Posts categorized "Science"

Wednesday, March 26, 2008

Does this make you excited or uncomfortable?

Answers in comments, please.

Friday, March 21, 2008

A landmark in the history of sex

Link: The Poor Mouth: A landmark in the history of sex.

The_first_sexual_beingI can only agree with James's comment on the linked post! This is just the sort of stuff to write if you want good stats, without compromising standards!

Wednesday, January 09, 2008

How do ants know what to do?

Link: TED | Talks | Deborah Gordon: How do ants know what to do? (video).

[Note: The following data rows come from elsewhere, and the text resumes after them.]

PR #605, opened 2022-11-15
Test identical functionality across versions

tzaffi:
## Summary of changes
Use Graviton's new capability ([Graviton #36](https://github.com/algorand/graviton/pull/36)) for asserting that two separate teal programs behave exactly the same relative a set of invariants to test v8 versions (with frame pointers) vs. v6 (without).

## Graviton Dependency

- [x] [Graviton #36](https://github.com/algorand/graviton/pull/36) should be merged in first
- [x] [Graviton #42](https://github.com/algorand/graviton/pull/42) should be merged in first
- [x] And the graviton dependency point to `v0.7.0`
- [x] NO! ~Shall we merge in the following first?~
  - [x] ~#628 into this PR~
  - [x] ~[Graviton #44](https://github.com/algorand/graviton/pull/44)~

PR #621, opened 2022-12-22
Prevent blackbox_test_runner from passing without invariant assertions

michaeldiamant:
Adds an assertion to confirm `blackbox_test_runner` tests supply _at least_ 1 invariant.  The intent is to prevent a test from passing when it either does not declare invariants or structures invariant declaration incorrectly.

Notes:
* While reviewing #559, I discovered that _no_ invariant assertions happen in `test_blackbox_subroutines_as_apps` and `test_blackbox_subroutines_as_logic_sigs` because the tests configure invariants with key = `assertions` while `blackbox_test_runner` looks for key = `invariants`.
* Changing the test keys from `assertions` to `invariants` results in failed tests.  I open the PR to request help in fixing the broken assertions.  Once fixed, I'd like to add the defensive check shown here.
* Reviewing git history, I confirmed the key mismatch exists since the functionality was originally merged in https://github.com/algorand/pyteal/pull/249/.

### DIFF
--- a/tests/integration/graviton_test.py
+++ b/tests/integration/graviton_test.py
@@ -513,6 +513,7 @@ def blackbox_test_runner(
     inputs, predicates = Invariant.inputs_and_invariants(
         scenario, exec_mode, raw_predicates=True
     )
+    assert predicates, "Must configure >= 1 predicate"
 
     # 3. execute dry run sequence:
     execute = DryRunExecutor.execute_one_dryrun


tests/integration/graviton_test.py
```diff
@@ -513,6 +513,7 @@ def blackbox_test_runner(
     inputs, predicates = Invariant.inputs_and_invariants(
         scenario, exec_mode, raw_predicates=True
     )
+    assert predicates, "Must configure >= 1 predicate"
```
tzaffi, line 516: This proves a graviton bug. It should assert (by default) that predicates are actually provided.

tzaffi: I've incorporated this change in #605. Here's the commit that prove it: https://github.com/algorand/pyteal/pull/605/commits/2dc41daf7875c90a536c0bde577b9167b4d4f2fa

michaeldiamant: @tzaffi Thanks for bringing in the defensive check.  I'll close this PR.

michaeldiamant:
Closing - The defensive check will be brought in via https://github.com/algorand/pyteal/pull/605.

Ted_logoOne of the best things on the internet is Ted.com's collection of short films of talks to TED Conferences. TED stands for Technology, Entertainment, Design. It started out (in 1984) as a conference bringing together people from those three worlds. Speakers are expected to give "the talk of their lives (in 18 minutes)".

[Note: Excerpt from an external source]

PR #623, opened 2022-12-23
Optimize `DupN` code generation & fix testing bug

jasonpaulos:
Optimize code generated by the `DupN` expression.

Prior to this PR, that expression always used the `dupn` op. However, if only 1 additional value is needed, the `dup` op can be used to save a byte. And if no additional values are needed and you still use `DupN`, no additional op is needed.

I am amazed how people can dedicate their lives to tiny areas of study and in awe of how humanity (somehow) knits all that knowledge together in order to progress. This talk is a perfect example. This lady, a professor at Stanford, has spent 20 years digging in the Arizona desert to study ant colonies. Ants do not live as directed, managed communities. Their "queen" mates once, orgiastically, and spends 15-20 years laying eggs fertilised by that one collection of sperm. In a sense the colony is "hers" (she gives birth to every member; it begins with her and ends when she dies) but it seems she plays no part in directing it.

Ants have no leaders. Ants have no managers. The Bible was right (Proverbs 6:6 - 6:8)

Go to the ant, thou sluggard; consider her ways and be wise. Which having no guide, overseer, or ruler provideth her meat in the Summer and gathereth her food in the harvest.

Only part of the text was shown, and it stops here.